Data listing
PR #921, opened 2019-09-11
fix: skip testsuite/sanity/005examples when 'doc' not found

### LINKED ISSUE #915: The testsuite should not depend on the docs.
Package system managers' build commands, such as `makepkg`, `git clone` a new copy of this repo in a clean temporal path, checkout a specific version, proceed with the build, and remove the temporal dir. I'm using the `prepare()` step, which is executed just before the build, to copy subdir `testsuite` out of the temporal path; so it can be executed later, after the path is removed.

The procedure works as expected, but during execution I found that [testsuite/sanity/005examples](https://github.com/ghdl/ghdl/tree/master/testsuite/sanity/005examples) depends on the docs. Precisely, `doc/using/QuickStartGuide.rst` is parsed to extract `.. code :: VHDL` blocks (a similar procedure to [issue-runner](https://github.com/1138-4EB/issue-runner)). I feel this is not as 'clean' as it could be. Possible alternatives:

1. Invert the dependency. I.e., put VHDL sources in `testsuite/sanity/005examples` and make `doc/conf.py` copy them.
2. Create a 'neutral' subdir named `examples` and put VHDL files there. Then, import them from the testsuite and/or from the docs.
3. Add a target to the Makefile that allows to 'export' the testsuite to a (standalone) dir.

I did not find this issue before because Python is usually not available in the docker containers where GHDL is built/tested. Now, I saw that 8 tests/issues have python sources:

```
# find testsuite/ -name "*.py"
testsuite/gna/issue283/example.py
testsuite/gna/issue43/run.py
testsuite/gna/issue450/cocotb/top_cocotb.py
testsuite/gna/issue456/gen.py
testsuite/gna/issue456/gen_hex.py
testsuite/gna/issue531/test.py
testsuite/gna/testsuite.py
testsuite/python/units01/show_units.py
testsuite/sanity/005examples/extract_vhdl.py
```

This is ~1.5-2% of the tests. Should we add some comment/note anywhere explaining that Python might be required for some tests?

Other requirements/dependencies of the testsuite that I found on an `archlinux/base` image are `diffutils` and `grep`.

1138-4EB:
This is a work around #915 until we guess how to properly move the examples out of `doc`.

### DIFF
--- a/testsuite/sanity/005examples/testsuite.sh
+++ b/testsuite/sanity/005examples/testsuite.sh
@@ -8,6 +8,12 @@ if ! python -V > /dev/null 2>&1; then
   exit 0
 fi
 
+# Skip the test if ../../../doc is not available.
+if [ ! -d ../../../doc ]; then
+  echo "test skipped, '../../../doc' not found"
+  exit 0
+fi
+
 # Extract examples
 python extract_vhdl.py hello.vhdl heartbeat.vhdl adder.vhdl adder_tb.vhdl < ../../../doc/using/QuickStartGuide.rst
 


tgingold:
I think this is the best approach: the purpose of this sanity check is to ensure that the doc examples are valid.  No need to be regularly tested.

Problem statement
Pull out every line of the records above that contains the word "tested".

Solution to this exercise
I did not find this issue before because Python is usually not available in the docker containers where GHDL is built/tested. Now, I saw that 8 tests/issues have python sources:
I think this is the best approach: the purpose of this sanity check is to ensure that the doc examples are valid.  No need to be regularly tested.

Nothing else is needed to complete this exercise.